Work item | Pull out of the data below the stretch of lines bounded by the one containing "- Changes live" and the one containing "(new) | artifact |", both bounds included, unchanged.

··· Material shown

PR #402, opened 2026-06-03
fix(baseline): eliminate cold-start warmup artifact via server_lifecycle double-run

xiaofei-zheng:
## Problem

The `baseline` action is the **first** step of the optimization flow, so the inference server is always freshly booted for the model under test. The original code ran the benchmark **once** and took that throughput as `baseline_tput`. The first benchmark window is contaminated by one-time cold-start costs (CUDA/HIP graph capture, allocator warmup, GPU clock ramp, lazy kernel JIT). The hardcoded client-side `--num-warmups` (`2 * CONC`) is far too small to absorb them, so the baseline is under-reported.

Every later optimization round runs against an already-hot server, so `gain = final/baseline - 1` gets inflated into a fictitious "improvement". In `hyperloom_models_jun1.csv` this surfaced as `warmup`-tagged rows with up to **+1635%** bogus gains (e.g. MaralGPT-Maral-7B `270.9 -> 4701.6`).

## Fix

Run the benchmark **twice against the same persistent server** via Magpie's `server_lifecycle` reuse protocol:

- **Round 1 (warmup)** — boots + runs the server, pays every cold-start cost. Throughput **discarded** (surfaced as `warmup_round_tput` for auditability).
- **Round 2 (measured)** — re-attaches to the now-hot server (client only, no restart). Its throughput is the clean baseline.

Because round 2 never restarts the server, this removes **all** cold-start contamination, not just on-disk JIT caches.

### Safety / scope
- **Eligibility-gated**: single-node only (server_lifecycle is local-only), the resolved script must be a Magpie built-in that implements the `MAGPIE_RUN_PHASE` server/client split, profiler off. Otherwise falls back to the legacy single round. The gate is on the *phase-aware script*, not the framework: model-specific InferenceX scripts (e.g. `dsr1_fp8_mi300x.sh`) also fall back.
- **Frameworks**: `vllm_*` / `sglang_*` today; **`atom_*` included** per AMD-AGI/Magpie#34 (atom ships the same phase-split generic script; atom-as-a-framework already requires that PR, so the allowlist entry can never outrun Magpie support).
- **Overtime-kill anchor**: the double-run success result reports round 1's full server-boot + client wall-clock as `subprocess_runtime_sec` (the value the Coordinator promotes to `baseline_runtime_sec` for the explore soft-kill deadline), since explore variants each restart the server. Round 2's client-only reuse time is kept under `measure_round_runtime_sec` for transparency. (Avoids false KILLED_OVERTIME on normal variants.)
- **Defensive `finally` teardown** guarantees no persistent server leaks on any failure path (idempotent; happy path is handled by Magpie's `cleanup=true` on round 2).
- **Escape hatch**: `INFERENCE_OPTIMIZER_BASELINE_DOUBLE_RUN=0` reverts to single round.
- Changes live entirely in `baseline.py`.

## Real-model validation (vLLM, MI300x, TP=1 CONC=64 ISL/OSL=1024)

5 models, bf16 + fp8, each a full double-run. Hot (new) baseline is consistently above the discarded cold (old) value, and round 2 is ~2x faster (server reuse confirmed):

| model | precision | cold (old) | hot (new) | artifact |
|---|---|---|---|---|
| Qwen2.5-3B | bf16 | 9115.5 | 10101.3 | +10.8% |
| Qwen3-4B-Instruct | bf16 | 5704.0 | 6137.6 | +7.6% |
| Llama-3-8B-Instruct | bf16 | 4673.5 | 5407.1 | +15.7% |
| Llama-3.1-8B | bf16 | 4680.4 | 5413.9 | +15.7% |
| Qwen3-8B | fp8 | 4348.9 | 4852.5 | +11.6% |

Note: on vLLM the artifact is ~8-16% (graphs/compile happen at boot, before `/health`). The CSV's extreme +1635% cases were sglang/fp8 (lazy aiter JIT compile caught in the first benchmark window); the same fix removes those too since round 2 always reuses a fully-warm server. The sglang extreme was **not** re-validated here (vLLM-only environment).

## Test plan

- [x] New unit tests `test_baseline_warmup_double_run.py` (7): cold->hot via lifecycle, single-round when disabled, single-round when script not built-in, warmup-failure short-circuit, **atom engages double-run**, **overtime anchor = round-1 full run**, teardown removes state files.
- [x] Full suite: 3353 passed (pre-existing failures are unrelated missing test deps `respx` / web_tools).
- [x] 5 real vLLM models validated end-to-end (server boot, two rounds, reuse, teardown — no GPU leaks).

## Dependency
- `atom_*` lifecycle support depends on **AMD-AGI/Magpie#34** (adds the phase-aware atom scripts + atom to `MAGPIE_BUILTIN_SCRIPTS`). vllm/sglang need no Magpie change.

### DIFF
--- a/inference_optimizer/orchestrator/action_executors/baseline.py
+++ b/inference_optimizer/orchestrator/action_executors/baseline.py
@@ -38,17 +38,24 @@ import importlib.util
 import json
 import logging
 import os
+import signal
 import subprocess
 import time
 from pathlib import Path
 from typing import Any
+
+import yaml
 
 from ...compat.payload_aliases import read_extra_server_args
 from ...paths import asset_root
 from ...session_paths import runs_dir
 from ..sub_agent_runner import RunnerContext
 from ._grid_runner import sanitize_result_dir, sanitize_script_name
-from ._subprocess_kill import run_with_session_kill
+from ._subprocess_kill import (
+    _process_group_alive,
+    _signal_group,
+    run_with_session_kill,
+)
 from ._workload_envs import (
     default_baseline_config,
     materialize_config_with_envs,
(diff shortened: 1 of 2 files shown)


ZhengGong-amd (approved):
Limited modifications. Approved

······

Exercise response |
- Changes live entirely in `baseline.py`.

## Real-model validation (vLLM, MI300x, TP=1 CONC=64 ISL/OSL=1024)

5 models, bf16 + fp8, each a full double-run. Hot (new) baseline is consistently above the discarded cold (old) value, and round 2 is ~2x faster (server reuse confirmed):

| model | precision | cold (old) | hot (new) | artifact |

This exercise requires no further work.